Collected data entries:

PR #1107, opened 2017-05-27
requestAnimationFrame addition to utils.

agamemnus:
Sorry -- idk how to add to a PR.

### DIFF
--- a/src/util.js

Task prompt. The entries above should be set down again exactly as they appear.

Solution for this task.
PR #1107, opened 2017-05-27
requestAnimationFrame addition to utils.

agamemnus:
Sorry -- idk how to add to a PR.

### DIFF
--- a/src/util.js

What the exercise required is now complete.